Studies, such as one published in the Journal of Consumer Research in 2012, show that productivity can increase when a certain level of background noise is present. Coffee shops tend to have an amount of background noise that’s beneficial for a working environment.

Coffee shops seem to offer the perfect dose of noise (not too high, not too low) which studies have shown can help improve performance on creative tasks,” Steve Fitz wrote in an article for Medium’s Writing Cooperative. “Noise that isn’t overwhelming seems to enhance cognitive flexibility — the ability to think divergently or ‘out of the box.’ This is important for generating new ideas and linking concepts together when writing.”

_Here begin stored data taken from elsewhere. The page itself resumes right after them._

PR #475, opened 2022-01-26
Check if glyphs are available

maxammann:
This PR adds two things
* Suggestion: A new result type which is in my opinion way better than throwing exceptions 
* Code for checking glyphs

I would like to refactor the web frontend soon with the Result type

### DIFF
--- a/administration/src/components/generation/GenerationController.tsx
+++ b/administration/src/components/generation/GenerationController.tsx
@@ -9,6 +9,7 @@ import downloadDataUri from "../../util/downloadDataUri";
 import generateCards from "./generateCards";
 import RegionSelector from "../RegionSelector";
 import {RegionContext} from "../../RegionProvider";
+import {Exception} from "../../exception";
 
 enum Mode {
     input,
@@ -37,7 +38,19 @@ const GenerationController = () => {
             setMode(Mode.finished)
         } catch (e) {
             console.error(e)
-            AppToaster.show({message: "Etwas ist schiefgegangen.", intent: "danger"})
+            if (e instanceof Exception) {
+                switch (e.data.type) {
+                    case "pdf-generation":
+                        AppToaster.show({message: "Etwas ist schiefgegangen beim erstellen der PDF.", intent: "danger"})
+                        break;
+                    case "unicode":
+                        AppToaster.show({message: `Ein Zeichen konnte nicht in der PDF eingebunden werden: ${e.data.unsupportedChar}`, intent: "danger"})
+                        break;
+                }
+            } else {
+
+                AppToaster.show({message: "Etwas ist schiefgegangen.", intent: "danger"})
+            }
             setMode(Mode.input)
         }
     }
--- a/administration/src/components/generation/GenerationController.tsx
+++ b/administration/src/components/generation/GenerationController.tsx
@@ -48,7 +48,6 @@ const GenerationController = () => {
                         break;
                 }
             } else {
-
                 AppToaster.show({message: "Etwas ist schiefgegangen.", intent: "danger"})
             }
             setMode(Mode.input)
--- a/administration/src/components/generation/PdfFactory.ts
+++ b/administration/src/components/generation/PdfFactory.ts
@@ -5,6 +5,7 @@ import {CardActivateModel} from "../../generated/compiled";
 import uint8ArrayToBase64 from "../../util/uint8ArrayToBase64";
 import {format, fromUnixTime} from "date-fns";
 import {getRegions_regions as Region} from "../../graphql/regions/__generated__/getRegions";
+import {Exception} from "../../exception";
 
 type TTFFont = {
     /**
@@ -82,6 +83,18 @@ Aussteller: ${region.prefix} ${region.name}`,
     });
 }
 
+function checkForeignText(doc: jsPDF, text: string): string | null {
+    let font = doc.getFont();
+    
+    for (let i = 0; i < text.length; i++) {
+        if (font.metadata.characterToGlyph(text.charCodeAt(i)) == 0) {
+            return text.charAt(i)
+        }
+    }
+
+    return null
+}
+
 export function generatePdf(font: TTFFont, models: CardActivateModel[], region: Region) {
     const doc = new jsPDF({
         orientation: 'portrait',
@@ -95,6 +108,16 @@ export function generatePdf(font: TTFFont, models: CardActivateModel[], region: 
     doc.setFont(font.name)
 
     for (let k = 0; k < models.length; k++) {
+        let model = models[k];
+        let unsupportedChar = checkForeignText(doc, model.fullName);
+        
+        if (unsupportedChar) {
+            throw new Exception({
+                type: "unicode",
+                unsupportedChar
+            })
+        }
+        
         addLetter(doc, models[k], region)
         if (k !== models.length - 1)
             doc.addPage()
@@ -107,5 +130,12 @@ export function generatePdf(font: TTFFont, models: CardActivateModel[], region: 
         creator: "Bayern"
     });
 
-    return new Blob([doc.output('blob')], {type: "application/pdf"})
+    try {
+        let output = doc.output('blob');
+        return new Blob([output], {type: "application/pdf"})
+    } catch {
+        throw new Exception({
+            type: "pdf-generation",
+        })
+    }
 }
--- a/administration/src/components/generation/PdfFactory.ts
+++ b/administration/src/components/generation/PdfFactory.ts
@@ -87,7 +87,7 @@ function checkForeignText(doc: jsPDF, text: string): string | null {
     let font = doc.getFont();
     
     for (let i = 0; i < text.length; i++) {
-        if (font.metadata.characterToGlyph(text.charCodeAt(i)) == 0) {
+        if (font.metadata.characterToGlyph(text.charCodeAt(i)) === 0) {
             return text.charAt(i)
         }
     }
--- a/administration/src/exception.ts
+++ b/administration/src/exception.ts
@@ -1,0 +1,28 @@
+
+type PDFGenerationError = {
+    type: "pdf-generation"
+}
+
+type PDFUnexpectedUnicodeError = {
+    type: "unicode"
+    unsupportedChar: string
+}
+
+type ErrorData = {
+    message?: string
+} & (PDFGenerationError | PDFUnexpectedUnicodeError)
+
+
+export class Exception extends Error {
+    public data: ErrorData;
+    
+    constructor(error: ErrorData) {
+        super()
+        if (Error.captureStackTrace) {
+            Error.captureStackTrace(this, Exception)
+        }
+
+        this.name = 'Exception'
+        this.data = error
+    }
+}


administration/src/util/result.ts
```diff
@@ -0,0 +1,96 @@
+type ResultError = { type: string }
```
klinzo, line 1: I think it would be nice to have the possible types as string literal types here

administration/src/components/generation/PdfFactory.ts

Students at UC Davis felt that while the coffee shop atmosphere can boost their productivity levels, it can also be a distracting environment when others aren’t focused on academics. 

“I feel like I can be more productive in a coffee shop, especially if other people are studying around me,” Tajinder Cheema, a first-year psychology major, said. “It makes me feel more pressured to study and work, but if people are talking and having fun, it could be hard to focus in a place like that […] and maybe [you can] even create a community with other people that are doing the same thing.” 

Research, including a study conducted by the Harvard Business Review, cites that many adults can work productively in a noisy coffee shop but not in their own office — even if the noise level is the same. The ideal environment for creative and active work has at least some background noise. 

Charlotte de Roulhac, a first-year undeclared social sciences major, discussed her thoughts on this phenomenon and agreed with its benefits. 

“I find it helpful to work with people, and with noise around, I tend to get easily distracted and lost in my own head, especially if there is no background noise for me to tune out,” de Roulhac said. “The hustle and bustle of a cafe is ideal for focus and enjoyment. Also, it has the plus of a tasty beverage.” 

No matter their ideal location for studying or working, everyone is wired differently. A study location that may work for you and help bring out your most productive self might not be the same as your peers. 

If you are looking for a new place to study, consider working in a coffee shop — science shows they can be productive environments. When it comes to getting your work done, try studying in many different types of environments and see what works best for you.